Is this a new staple library or gimmick of the month due to Dunkirk? I have as few songs that I feel this could work well in but I'm nervous I'd buy it and it wouldn't work out. 

Maybe I could sample my own Shepard if I could find one... They're a bit thin on the ground these days but one many run into a flock of two on their way to Starbucks.

Thoughts?


----------



## VinRice (Sep 28, 2017)

Oh God, this isn't going to become a thing is it? I hate Shepard tones. They are the exact opposite of music.


----------



## Replicant (Sep 28, 2017)

I promised myself I wouldn't go on a rant, 

but $#%* it, I'm going on a rant:

Troels has to be trollin'. This is a god damn _riser generator_ and they want 138 USD for it PLUS the full-version of kontakt if you don't have it. Not to mention that shepard tones aren't rocket science to create. So that's probably around $600, Canadian, if someone wanted to go from zero to 8Dio Shepard Tones; which I can't imagine why they would, but that's totally beside the point.

I just don't understand how 8Dio (and some others) arrive at the prices of many of their products, when they aren't even compatible with the Kontakt Player and don't offer much of anything objectively superior to the competition.

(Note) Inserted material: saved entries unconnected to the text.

PR #3628, opened 2022-03-30
feat: upgrade web3-react

zzmp:
- Upgrades @web3-react
- Updates the Web3Provider to be a context-based provider
  - Improves performance, but also a refactor was necessary with @web3-react updates
- Replaces the Eip1193Bridge with a JsonRpcConnector
- Allows a JsonRpcProvider for the jsonRpcEndpoint, as this is natively supported by @web3-react/url


src/lib/utils/JsonRpcConnector.ts
```diff
@@ -0,0 +1,39 @@
+import { JsonRpcProvider } from '@ethersproject/providers'
+import { Actions, Connector, ProviderConnectInfo, ProviderRpcError } from '@web3-react/types'
+
+function parseChainId(chainId: string) {
+  return Number.parseInt(chainId, 16)
+}
+
+export default class JsonRpcConnector extends Connector {
+  constructor(actions: Actions, public customProvider: JsonRpcProvider) {
```
NoahZinsmeister, line 9: does this `public` syntax automatically set the class attribute? interesting...

src/lib/hooks/useActiveWeb3React.tsx
```diff
@@ -1,71 +1,94 @@
...
+  const injectedConnector = useConnector(injectedConnectorAtom, Injected, provider)
   const urlConnector = useConnector(urlConnectorAtom, Url, jsonRpcEndpoint)
-  const priorityConnector = getPriorityConnector(injectedConnector, urlConnector)
-  const priorityProvider = priorityConnector.usePriorityProvider()
-  const priorityWeb3React = priorityConnector.usePriorityWeb3React(priorityProvider)
-  const setWeb3 = useUpdateAtom(web3Atom)
-  useEffect(() => {
-    setWeb3(priorityWeb3React)
-  }, [priorityWeb3React, setWeb3])
+  const [connector, hooks] = injectedConnector[1].useIsActive() ? injectedConnector : urlConnector ?? EMPTY_CONNECTOR
```
NoahZinsmeister, line 69: is it ok that these hooks are called conditionally (swapped out at runtime)? the benefit of the `usePriority*` approach is that all hooks remain mounted at all times

zzmp: My understanding is that the hooks must be invoked in the same order, but these hooks will always be populated and always be called in the same order (even though they may change between renders), so I _think_ this is fine, and it functions correctly when tested.

zzmp: I cannot use the `usePriority` approach because the providers may be swapped out during runtime.

NoahZinsmeister: got it, okay! yeah i know exactly what you mean, i was never able to get a firm answer as to whether this specifically was ok or not, but if it works it works

NoahZinsmeister (approved):
lgtm!

PR #3633, opened 2022-03-31
fix: bug where user cannot burn lp position if fetching fee values fails.

guil-lambert:
Sometimes the `positionManager.callStatic.collect()` call fails in hooks/useV3PositionFees.ts. 

When this happens, the `useDerivedV3BurnInfo(position, receiveWETH)` function on line `87` of pages/RemoveLiquidity/V3.tsx returns `undefined` for `feeValue0` and `feeValue1` 

If `feeValue0` and `feeValue1` is `undefined`, then the `burn = useCallback` function on line 103  fails because `!feeValue0` and `!feeValue0` return `True`. So LPs cannot burn their position if the `collect()` call fails (which happens quite frequently for me)

To solve this, I removed the `!feeValue0` and `!feeValue1` conditions lines on 112+113, and also replaced `feeValue0`+`feeValue1` with `liquidityValue0`+`liquidityValue1` for `expectedCurrencyOwed0`+`expectedCurrencyOwed1` on lines 127 and 128. 

Maybe the `expectedCurrencyOwed0` and `expectedCurrencyOwed1` could be set to 0 as in https://docs.uniswap.org/sdk/guides/liquidity/removing#removing-liquidity-from-a-position (?)

### DIFF
--- a/src/hooks/useV3PositionFees.ts
+++ b/src/hooks/useV3PositionFees.ts
@@ -23,13 +23,11 @@ export function useV3PositionFees(
   const tokenIdHexString = tokenId?.toHexString()
   const latestBlockNumber = useBlockNumber()
 
-  // TODO find a way to get this into multicall
+  // we can't use multicall for this because we need to simulate the call from a specific address
   // latestBlockNumber is included to ensure data stays up-to-date every block
-  const [amounts, setAmounts] = useState<[BigNumber, BigNumber]>()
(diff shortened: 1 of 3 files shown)


NoahZinsmeister:
thanks for this @guil-lambert ! took the liberty of implementing a slightly different approach - falling back to 0 fees is indeed the correct behavior here, which i've introduced in the case when fees fail to fetch for whatever reason

JFrankfurt (approved):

I assume it must be pros / people with just too much money to spend who make up a sizeable portion of their customers. 

Like, are the Agitato strings _actually_ so much better than everything else on the market that they're worth over 1,000 USD, and this is again after purchasing full Kontakt? 

CSS is on the market, seems to offer just as much, works in the player, and thus is _less than half the price._


----------



## Jimmy Hellfire (Sep 28, 2017)

A "shepard tone" is just one of those catchy terms you can sell to idiots as arcane magic in Youtube videos and mainstream media. It's one of those things that draw the attention of people who also get excited about the "genius talent" of street musicians with delay/loop pedals and guitars in DADGAD tuning.


----------



## Daniel James (Sep 28, 2017)

I picked it up. I was looking for some gentle long risers that I can goto when I dont have the time to make my own (which I can do if I need XD)

Actually pretty useful, good variations, will be getting plenty of use on a current gig.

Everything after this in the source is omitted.